## Abstract

Purpose - The failure of the Efficient Market Hypothesis has a direct bearing on the Geometric Brownian Motion model of asset returns. The current paper investigates the effect that the autocorrelation in the time series of returns has on the calculation of Expected Shortfall for an asset-liability investor.

Design/methodology/approach - To uncover the appropriate autocorrelation structure an autoregressive model is estimated. The model selection is guided by the Akaike and the Schwarz Information Criterion. The AR model is estimated using a rolling window and a series of tests are used to check the stability of the autocorrelation parameters. Autocorrelation-adjusted formulas for volatility and cross-asset correlations are then employed to compute the risk bearing capital.

Findings - The presence of autocorrelation changes the values of most of the correlation parameters used in the calculation of the Expected Shortfall (ES) of the Risk Bearing Capital - in some cases the cross-asset correlation parameters double. Once the presence of smoothing is accounted for, the ES increases by 1% in relative value.

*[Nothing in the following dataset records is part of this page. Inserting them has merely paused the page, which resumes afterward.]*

PR #4346, opened 2024-04-23
chore: remove unused oauth2 client

nicolasburtey:


quickstart/dev/Tiltfile
```diff
@@ -447,7 +447,6 @@ local_resource(
     allow_parallel = True,
     auto_init = run_apps,
     resource_deps = [
```
bodymindarts, line 449: Please don’t update anything under QuickStart. It gets auto bumped In concourse

nicolasburtey: still a no-op? the same diff also applied on the "principal"/source

dolcalmi (approved):

PR #4349, opened 2024-04-24
refactor(core): serve language from notifications subgraph

thevaibhav-dixit:


nicolasburtey (changes requested):
we should probably talk about this during daily dev. I agree with @dolcalmi that the idea of moving the language to the notification pod is not the best solution. And the downtime we had last week was a manifestation of the issue. 

the logic was that there is only one use case for the language, but I think this is not correct:

there were 2 use case:
- sending notification
- serving the language for the mobile users

now there are more use cases, like with the integration of GPT

this make the notification part of the runtime to serve most requests from the mobile app. this make it that the odds of something going wrong increase. as opposed to have the notification pods as a non mandatory part of the runtime for frequent non critical requests

bodymindarts:
> we should probably talk about this during daily dev. I agree with @dolcalmi that the idea of moving the language to the notification pod is not the best solution. And the downtime we had last week was a manifestation of the issue.
> 
> the logic was that there is only one use case for the language, but I think this is not correct:
> 
> there were 2 use case:
> 
> * sending notification
> * serving the language for the mobile users (it felt like this use case was omitted)
> 
> now there are more use cases, like with the integration of GPT
> 
> this make the notification part of the runtime to serve most requests from the mobile app. this make it that the odds of something going wrong increase. as opposed to have the notification pods as a non mandatory part of the runtime for frequent non critical requests

Agree that we should revisit this discussion - probably at ACE (don't think daily will have enough time as the topic is quite deep).
This PR is intended to improve resiliency in the short term pending the outcome of that discussion. But we can also hold off on merging until we have talked about it.

PR #181, opened 2021-06-04
Update aiidalab, aiidalab-qe, temporarily remove aiida-siesta plugin.

yakutovicha:


requirements.txt
```diff
@@ -15,7 +15,7 @@ aiida-optimize~=0.4
 aiida-qeq~=1.0.0a1
 aiida-quantumespresso~=3.4
 aiida-raspa~=1.2
-aiida-siesta~=1.1
+#aiida-siesta~=1.1
```
csadorf, line 18: If we comment it out, then we should also provide a reason, otherwise just remove it.

yakutovicha: removed.

csadorf (approved):
Looks fine to me, however I did not test it.

yakutovicha:
> Looks fine to me, however I did not test it.

ok, thanks. The image will remain in the dev instance for testing for one week.

PR #184, opened 2021-06-08
Deploy clean AiiDAlab container.

### LINKED ISSUE #175: Possibility to deploy a clean AiiDAlab
Right now, e.g. QE is installed by default and that seems rather hard coded. We should open up for an easy way to avoid this and just deploy the basics of AiiDAlab.

In my view this would also not include material science related widgets, only the computer, code etc.

yakutovicha:
fixes #175


csadorf:
@yakutovicha Is this ready for review?

Dockerfile
```diff
@@ -1,26 +1,27 @@
...
 
-LABEL maintainer="Materials Cloud Team <aiidalab@materialscloud.org>"
+LABEL maintainer="AiiDAlab Team <aiidalab@materialscloud.org>"
 
 # Configure environment.
 ENV AIIDALAB_HOME /home/${SYSTEM_USER}
 ENV AIIDALAB_APPS ${AIIDALAB_HOME}/apps
 ENV AIIDALAB_DEFAULT_GIT_BRANCH master
 
+ENV QE_APP_VERSION develop
```
csadorf, line 10: This should be empty, so that the base image does not install the app:
```suggestion
ENV QE_APP_VERSION
```

Dockerfile
```diff
@@ -1,26 +1,27 @@
...
+ENV AWB_APP_VERSION v1.0.0b18
```
csadorf, line 11: This should be empty so that the base image does not install the app:
```suggestion
ENV AWB_APP_VERSION
```

opt/prepare-aiidalab.sh
```diff
@@ -64,15 +64,16 @@ if [[ ${INITIAL_SETUP} == true ||  "${AIIDALAB_SETUP}" == "true" ]]; then
   if [ ! -e /home/${SYSTEM_USER}/apps/aiidalab-widgets-base ]; then
```
csadorf, line 67:
```suggestion
if [ ! -z ${AWB_APP_VERSION} ] && [ ! -e /home/${SYSTEM_USER}/apps/aiidalab-widgets-base ]; then
```

opt/prepare-aiidalab.sh
```diff
@@ -64,15 +64,16 @@ if [[ ${INITIAL_SETUP} == true ||  "${AIIDALAB_SETUP}" == "true" ]]; then
...
-    git checkout ${AIIDALAB_DEFAULT_GIT_BRANCH}
-    git reset --hard v1.0.0b18
+    git checkout ${AWB_APP_VERSION}
     cd -
-  fi 
-  # Quantum Espresso app.
+  fi
+  
+ # Quantum Espresso app.
   if [ ! -e /home/${SYSTEM_USER}/apps/quantum-espresso ]; then
```
csadorf, line 75:
```suggestion
  if [ ! -z ${QE_APP_VERSION} ] && [ ! -e /home/${SYSTEM_USER}/apps/quantum-espresso ]; then
```

opt/prepare-aiidalab.sh
```diff
@@ -64,15 +64,16 @@ if [[ ${INITIAL_SETUP} == true ||  "${AIIDALAB_SETUP}" == "true" ]]; then
...
     git clone https://github.com/aiidalab/aiidalab-qe.git /home/${SYSTEM_USER}/apps/quantum-espresso
     cd /home/${SYSTEM_USER}/apps/quantum-espresso
-    git reset --hard v20.12.0
+    git checkout ${QE_APP_VERSION}
```
csadorf, line 78:
```suggestion
    git checkout "${QE_APP_VERSION}"
```

Just in case it every contains spaces...

opt/prepare-aiidalab.sh
```diff
@@ -64,15 +64,16 @@ if [[ ${INITIAL_SETUP} == true ||  "${AIIDALAB_SETUP}" == "true" ]]; then
   if [ ! -e /home/${SYSTEM_USER}/apps/aiidalab-widgets-base ]; then
     git clone https://github.com/aiidalab/aiidalab-widgets-base /home/${SYSTEM_USER}/apps/aiidalab-widgets-base
     cd /home/${SYSTEM_USER}/apps/aiidalab-widgets-base
-    git checkout ${AIIDALAB_DEFAULT_GIT_BRANCH}
-    git reset --hard v1.0.0b18
+    git checkout ${AWB_APP_VERSION}
```
csadorf, line 70:
```suggestion
    git checkout "${AWB_APP_VERSION}"
```

csadorf (changes requested):

opt/prepare-aiidalab.sh
csadorf: Just realized, this missing the dependency installation, is it not?

yakutovicha: > Just realized, this is missing the dependency installation, is it not?

That depends on whether we want to keep the `aiidalab-widgets-base` **package** linked to the image version.

If we link it - then it is listed as the dependency in the `requirements.txt` file. If we don't - then we install the dependencies here.

my_init.d/factory_reset.sh
```diff
@@ -0,0 +1,27 @@
...
+fi
+
+if [[ "${AIIDALAB_FACTORY_RESET}" == 1 ]]; then
+  rm -r /home/${SYSTEM_USER}/apps
+  rm -r /home/${SYSTEM_USER}/.local
+
+elif [[ "${AIIDALAB_FACTORY_RESET}" == 2 ]]; then
+  rm -r /home/${SYSTEM_USER}/*
+
+fi
```
csadorf, line 25: This would be a prime use case for [case statements](https://linuxize.com/post/bash-case-statement/).

But this is only relevant if we don't adopt the bit mask approach I recommended in an earlier comment.

csadorf (changes requested):

opt/prepare-aiidalab.sh
csadorf: I'm not sure what you mean by this. The AWB version is now "linked" through the AWB_APP_VERSION env variable, so it should be installed here.

csadorf: Ok, I think I understand better now what you mean, but that would be very non-intuitive if we install a different package version somewhere else, don't you think?

my_init.d/factory_reset.sh
yakutovicha: We discussed elsewhere and agreed to take the `case statements` approach for the moment. In case of a need, we can switch to the mask approach later.

opt/prepare-aiidalab.sh
yakutovicha: Agreed: I added the pip install.

my_init.d/factory_reset.sh
```diff
@@ -0,0 +1,34 @@
...
+    exit 0
+    ;;
+
+  1)
+    rm -rf "/home/${SYSTEM_USER}/apps"
+    rm -rf "/home/${SYSTEM_USER}/.local"
+    ;;
+
+  2)
+    rm -rf /home/${SYSTEM_USER}/*
```
csadorf, line 27: The current implementation will not delete hidden directories.

This should work (from [here](https://unix.stackexchange.com/a/77128)):
```suggestion
    find home/${SYSTEM_USER}/ -mindepth 1 -delete
```

requirements.txt
```diff
@@ -1,25 +1,4 @@
...
-aiida-nanotech-empa~=0.2
-aiida-optimize~=0.4
-aiida-qeq~=1.0.0a1
-aiida-quantumespresso~=3.4
-aiida-raspa~=1.2
-aiida-tbmodels~=0.3
-aiida-vasp~=2.1
-aiida-wannier90~=2.0
-aiida-yambo~=1.3
-aiida-zeopp~=1.1
```
csadorf, line 22: I don't think we should install any of the dependencies left after this line. They should be dependencies of AWB and the QE app, no?

csadorf (changes requested):

requirements.txt
yakutovicha: Well, yes, let's remove it and test the apps. In case things are missing - we will put them as the dependencies of the apps.

yakutovicha: I changed my mind. If we do that right now - we end up having a non-functioning image. I propose that we distribute the remaining dependencies in a separate PR.

csadorf: Why would it be non-functioning?

csadorf (approved):
Overall I think this should be fine now. However, I realized that for the factory reset we should probably use a file `~/AIIDALAB_FACTORY_RESET`, because otherwise it would be very difficult to trigger the reset from within an AiiDAlab instance. I am ok with adding that later though.

requirements.txt
yakutovicha: because dependencies like markdown are not set anywhere.

yakutovicha: we just need to distribute the remaining dependencies to the appropriate packages.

Research limitations/implications - The present study focuses on the effect of smoothing in the time series of transaction-based property returns. Other asset classes may also feature smoothed time series requiring thus a further analysis of their autocorrelation structure and the way these interact with the real estate asset class. Furthermore, an analysis of the time stability of the cross-asset correlations may further improve the estimation of the optimal risk bearing capital.

Practical implications - The paper provides a routine to check if the assumption of independent and identically distributed asset returns is fulfilled. The failure of this assumption leads to the failure of the Geometric Brownian Motion model and in sequence to a miscalculation of the optimal risk capital of an asset-liability investor. If the former occurs the paper indicates a procedure one may adopt to account for this failure in the calculation of the volatility and cross-asset correlations needed to compute the optimal risk capital.

Originality/value - The proposed method focuses on the proper calculation of the risk bearing capital through the judicious estimation of the cross-asset correlation parameters and the asset volatility for an investor who, while not having access to the underlying data pool from which the property index is computed, cannot adjust the index for the potential presence of temporal aggregation and market illiquidity.